Records from a dataset
BEGIN
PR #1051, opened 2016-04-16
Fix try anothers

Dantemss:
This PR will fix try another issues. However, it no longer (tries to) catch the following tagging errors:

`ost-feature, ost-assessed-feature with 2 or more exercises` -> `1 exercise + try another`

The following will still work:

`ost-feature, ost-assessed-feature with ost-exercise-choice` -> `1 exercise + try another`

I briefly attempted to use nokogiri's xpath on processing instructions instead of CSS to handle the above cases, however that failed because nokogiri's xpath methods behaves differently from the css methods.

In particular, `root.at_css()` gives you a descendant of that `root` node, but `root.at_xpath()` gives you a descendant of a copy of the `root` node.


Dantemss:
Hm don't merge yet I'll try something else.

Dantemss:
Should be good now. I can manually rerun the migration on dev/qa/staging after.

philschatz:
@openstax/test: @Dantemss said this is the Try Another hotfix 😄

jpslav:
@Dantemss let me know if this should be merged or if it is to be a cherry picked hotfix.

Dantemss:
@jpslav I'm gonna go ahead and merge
END
BEGIN
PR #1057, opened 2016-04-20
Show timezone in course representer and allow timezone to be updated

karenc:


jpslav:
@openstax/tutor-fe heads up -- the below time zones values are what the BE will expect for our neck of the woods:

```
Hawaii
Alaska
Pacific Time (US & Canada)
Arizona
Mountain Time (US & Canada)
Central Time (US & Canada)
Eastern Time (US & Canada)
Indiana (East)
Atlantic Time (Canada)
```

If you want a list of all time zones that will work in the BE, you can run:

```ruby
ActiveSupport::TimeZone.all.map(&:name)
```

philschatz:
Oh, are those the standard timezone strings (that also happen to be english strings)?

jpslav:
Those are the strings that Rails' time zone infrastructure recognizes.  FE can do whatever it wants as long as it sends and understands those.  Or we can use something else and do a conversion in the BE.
END
Look through the entries and find each line that has the string "work". Copy those lines.

The following will still work:
If you want a list of all time zones that will work in the BE, you can run:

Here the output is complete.